Da nun die Zeit drängte und eine schier unendliche Menge an kleineren Arbeiten der Ausführung harrte, hatte der Chef eine Konferenz vor Ort einberufen. Hantsch war als akribischer Sachwalter aller denkbaren Kinkerlitzchen dabei unabdingbar.

Manchmal spürte er einen unbestimmten Verdruss darüber, dass ihm keine größeren Aufgaben zugetraut wurden. Sein einziger Trost war eine anstehende größere Transaktion, die er schon seit dem Urlaub in Angriff nehmen wollte. Schade nur, dass sie diskret geschehen musste und seinen Ruf höchstens in homöopathischen Dosen steigern würde. Schnee zu verkaufen, stieß nicht überall auf Verständnis. Hatte er aber erst einmal den Erlös in der Tasche, sah die Sache schon anders aus.
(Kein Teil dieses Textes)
PR #329, opened 2015-06-03
Add policy groups list API

danielsdeleo:
Add API for `GET $url_root/policy_groups`

Note that this discloses more information about individual "sub-objects" than we do for other APIs, but I did not do bulk AuthZ. I'm open to adding that if we consider it a problem. (Check the pedant tests for more info). Also, this API involves a bit more database effort than our standard list APIs do. On the other hand, the UI for this in ChefDK needs all this data, so the only other option would be to "spider" the API which I assume would be a lot more work than one join query.

More API endpoints to follow.

@chef/lob

### DIFF
--- a/src/oc_erchef/apps/oc_chef_wm/src/oc_chef_wm_policy_groups.erl
+++ b/src/oc_erchef/apps/oc_chef_wm/src/oc_chef_wm_policy_groups.erl
@@ -1,0 +1,113 @@
+%% -*- erlang-indent-level: 4;indent-tabs-mode: nil; fill-column: 92-*-
+%% ex: ts=4 sw=4 et
+%% @author Daniel DeLeo <dan@chef.io>
+%% Copyright 2015 Chef Software, Inc. All Rights Reserved.
+%%
+%% This file is provided to you under the Apache License,
+%% Version 2.0 (the "License"); you may not use this file
+%% except in compliance with the License.  You may obtain
+%% a copy of the License at
+%%
+%%   http://www.apache.org/licenses/LICENSE-2.0
+%%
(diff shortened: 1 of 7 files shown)


src/oc_erchef/apps/oc_chef_wm/src/oc_chef_wm_policy_groups.erl
```diff
@@ -0,0 +1,113 @@
...
+
+build_nested_base_ejson([{[PolicyGroupName], URI}|Rest], EJSON) ->
+    NewEJSON = ej:set_p({PolicyGroupName, "uri"}, EJSON, URI),
+    build_nested_base_ejson(Rest, NewEJSON);
+build_nested_base_ejson([], EJSON) ->
+    EJSON.
+
+build_nested_list_data([Row|Rest], EJSON) ->
+    {PolicyGroupName, PolicyName, RevisionID} = Row,
+    NewEJSON = ej:set_p({PolicyGroupName, "policies", PolicyName, "revision_id"}, EJSON, RevisionID),
```
marcparadise: Is it possible to have more than one revision ID for a policy group name + policy name? If so, we should have a test for that as well -- I think this will capture only one of them as it is.

marcparadise:
Looks good other than the one question.

src/oc_erchef/apps/oc_chef_wm/src/oc_chef_wm_policy_groups.erl
danielsdeleo: Nope, revision is is unique per (policy name, policy group)

Issue #303, opened 2015-05-26
Customers want to be able to specify root level attributes in Chef Search


jeremiahsnapp:
Customers want to be able to specify root level attributes in Chef Search to avoid the problems caused by extracting [nested fields](http://docs.chef.io/chef_search.html#nested-fields) to the top level.

>When nested fields are present in a JSON structure, the chef-client [actually opscode-expander right?] will extract those nested fields to the top-level, flattening them into compound fields that support wildcard search patterns.

Some very important attributes are at the top level such as chef_environment. Customers have cookbooks or other tools that rely on Chef Search to return all nodes in a particular chef_environment but all it takes to cause unexpected results (and a production outage) is having another chef_environment attribute with a different value nested anywhere at all in the node data.

I discussed this briefly with one of the developers and thought it could be possible (maybe not even hard) to enable this functionality for users but that a feature request for it would likely get triaged as a low priority. I would like to see this kind of improvement in reliability be made a much higher priority. Especially if it isn't even that hard to do.

I've seen time and time again that two separate Chef Server features can give completely correct results and yet cause customers serious trouble when those results aren't at all what they expected. The two features are Cookbook Depsolver and Chef Search. Currently all we can say is the server is "right" even though you're not getting what you expect. And then we have to train the customer to learn how to do their best to avoid these problems in the future.

I love the direction Policyfiles is taking to make it easier for customers to explicitly declare what set of recipes will be run on a node ahead of time rather than being bitten by the complexity of cookbook depsolving during a deploy. I think adding the ability to specify root level attributes in a Chef Search would be another great win in the battle to make things more sane for customers.

jrwesolo:
Here is an example to reproduce the issue with nested attributes named the same as root level attributes:
https://github.com/jrwesolo/chef_search_woes

rlaveycal:
I'd like to add a voice for this. We've just had an issue where we deleted the wrong VM on AWS because the `knife ec2 server delete -N` command uses search to resolve the instance_id from the given node name. We had additional `name` attributes with values corresponding to valid nodes deep within our attribute data. Consequently the search returned multiple answers and the ec2 plugin chose the first one. The user didn't spot this.

This is a ticking time bomb and really needs fixing so that everything that uses search can start to be migrated to safe searches. I appreciate that the default will have to remain as-is for some considerable time.

kamaradclimber:
[...]

PR #331, opened 2015-06-03
Add ability to specify top level node attributes in Chef Search

jeremiahsnapp:
Suggested fix for https://github.com/chef/chef-server/issues/303

### DIFF
--- a/src/oc_erchef/apps/chef_objects/src/chef_node.erl
+++ b/src/oc_erchef/apps/chef_objects/src/chef_node.erl
@@ -148,6 +148,8 @@ ejson_for_indexing(#chef_node{name = Name, environment = Environment}, Node) ->
     DefaultNormalOverride = chef_deep_merge:merge(DefaultNormal, Override),
     {Merged} = chef_deep_merge:merge(DefaultNormalOverride, Automatic),
     RunList = ej:get({<<"run_list">>}, Node, []),
+    ExtractedRecipes = extract_recipes(RunList),
+    ExtractedRoles = extract_roles(RunList),
     %% We transform to a dict to ensure we override the top-level keys
     %% with the appropriate values and don't introduce any duplicate
     %% keys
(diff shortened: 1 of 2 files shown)


src/oc_erchef/apps/chef_objects/src/chef_node.erl
```diff
@@ -159,7 +159,12 @@ ejson_for_indexing(#chef_node{name = Name, environment = Environment}, Node) ->
                                    {<<"chef_environment">>, Environment},
                                    {<<"recipe">>, extract_recipes(RunList)},
                                    {<<"role">>, extract_roles(RunList)},
-                                   {<<"run_list">>, RunList}]),
+                                   {<<"run_list">>, RunList},
+                                   {<<"cheftoplevel_name">>, Name},
```
marcparadise: Maybe something like "#environment", #name" etc, to make it less typing to use?

src/oc_erchef/apps/chef_objects/src/chef_node.erl
```diff
@@ -159,7 +159,12 @@ ejson_for_indexing(#chef_node{name = Name, environment = Environment}, Node) ->
                                    {<<"chef_environment">>, Environment},
                                    {<<"recipe">>, extract_recipes(RunList)},
```
marcparadise: Let's extract roles/recipes once and assign, then use it in both places instead of extracting twice.

marcparadise:
Could you add some tests for this? I can help out with where/how if you're unfamiliar (and the search tests are ... challenging to navigate).

marcparadise:
Looks like some updates (and additions) to eunit will be needed, as this changed the expected values: 

https://travis-ci.org/chef/chef-server/jobs/65301220#L1292

src/oc_erchef/apps/chef_objects/src/chef_node.erl
jeremiahsnapp: Avoiding the longer name would be nice but I tested your suggestion and I got the following error.

```
knife search "#chef_environment:prod" -i
ERROR: knife search failed: invalid search query: '#chef_environment:prod'
```

The other reason for the longer name was to make it less likely that a node would have an identically named attribute.

jeremiahsnapp:
@mp Thanks a lot for the feedback. I don't know how to write tests at all let alone tests in an area that is challenging to navigate. I don't mind learning if you can devote time to teach me. If it's going to be too time consuming though it might be best to have you or someone else just add the coverage.

src/oc_erchef/apps/chef_objects/src/chef_node.erl
```diff
@@ -157,9 +159,16 @@ ejson_for_indexing(#chef_node{name = Name, environment = Environment}, Node) ->
...
-                                   {<<"run_list">>, RunList}]),
+                                   {<<"recipe">>, ExtractedRecipes},
+                                   {<<"role">>, ExtractedRoles},
+                                   {<<"run_list">>, RunList},
+                                   {<<"cheftoplevel-name">>, Name},
+                                   {<<"cheftoplevel-chef_environment">>, Environment},
+                                   {<<"cheftoplevel-recipe">>, ExtractedRecipes},
+                                   {<<"cheftoplevel-role">>, ExtractedRoles},
+                                   {<<"cheftoplevel-run_list">>, RunList},
+                                   {<<"cheftoplevel-recipes">>, ej:get({"recipes"}, Automatic)},
```
stevendanna: What will the result here be if "recipes" doesn't exist in the node json?  This is the sort of case that would be good to have a test around so that the behavior doesn't change in the future.

tylercloke:
@jeremiahsnapp If you aren't comfortable diving into the tests alone we should set up some time to pair with someone in the "pool" so that you'll know for the future! Good to spread the knowledge.

marcparadise:
@jeremiahsnapp I didn't see your earlier reply (ouch - in June '15), but if you're still interested in getting this in, I'd be happy to pair up with you  and work through getting some tests added.

stevendanna:
@jeremiahsnapp Apologies that I'm closing this after so long.  Thanks for taking the time to put this together, we do appreciate it even though we are ultimately closing this PR.  Feel free to ping me directly if you have any questions.

PR #336, opened 2015-06-04
Add ability to specify top level node attributes in Chef Search

jeremiahsnapp:
A more comprehensive fix for https://github.com/chef/chef-server/issues/303

This allows users to search any top level attribute they are interested in as opposed to only the Chef specific top level attributes.

This would be helpful to users but it will have a greater impact on the server than PR https://github.com/chef/chef-server/pull/331.

The flattened object will be double its usual size which will impact memory, network and disk usage. This might be enough reason to avoid implementing but I'll leave that up for discussion.

### DIFF
--- a/src/opscode-expander/lib/opscode/expander/flattener.rb
+++ b/src/opscode-expander/lib/opscode/expander/flattener.rb
@@ -29,6 +29,7 @@ module Opscode
 
         @item.each do |key, value|
           flatten_each([key.to_s], value)
+          flatten_each(['toplevel-' + key.to_s], value)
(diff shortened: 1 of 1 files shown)


stevendanna:
My inclination is :-1: as this will effectively double the amount of expanding work we need to do and the amount of indexing in solr.  I think #331 is a more pragmatic solution to the majority of the issues users hit with node expansion.

jeremiahsnapp:
Thanks @stevendanna. I agree with the :-1: . I'll close this.

PR #337, opened 2015-06-05
Policy List API

danielsdeleo:
Updates the API for `GET /policies` with a new document format. Parsed into ruby it looks like:

```ruby
        {
          "some_policy_name" => {
            "uri" => api_url("policies/some_policy_name"),
            "revisions" => {
              "909c26701e291510eacdc6c06d626b9fa5350d25" => {}
            }
          }
        }
```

Hantsch kam sich zwischen den Kurgästen etwas fehl am Platz vor, die teils im Bademantel durch die Halle schlurften, auf dem Weg in das oder aus dem Solebad. Wie historische Landkarten beschrieb nackte Beinhaut das Alterssegment ihrer Besitzer.

Hantsch hatte gelegentlich seine Mutter in das Bad begleiten müssen, wenn sie in einem Anfall von Gesundheitswahn mal wieder beschloss, sich etwas Gutes zu tun. Glücklicherweise hielten diese Phasen nie lange an, sondern wichen schnell der Erkenntnis, dass Nahrungsaufnahme für den nötigen Zusammenhalt von Körper und Seele wichtiger sei. Ein Effekt, der durch entsprechende Mengen nahezu unbegrenzt intensiviert werden könne, wie seine Mutter Hantsch in schlichten Worten erklärte, bevor sie ihn zum Einkaufen schickte.

»Torsten! Los, was stehen Sie da herum und träumen? Wir haben zu tun!«

Vor Schreck ließ Hantsch die Mappe mit den Papieren fallen. Er hatte nicht bemerkt, dass der Chef mit dem Generalunternehmer das Foyer betreten hatte.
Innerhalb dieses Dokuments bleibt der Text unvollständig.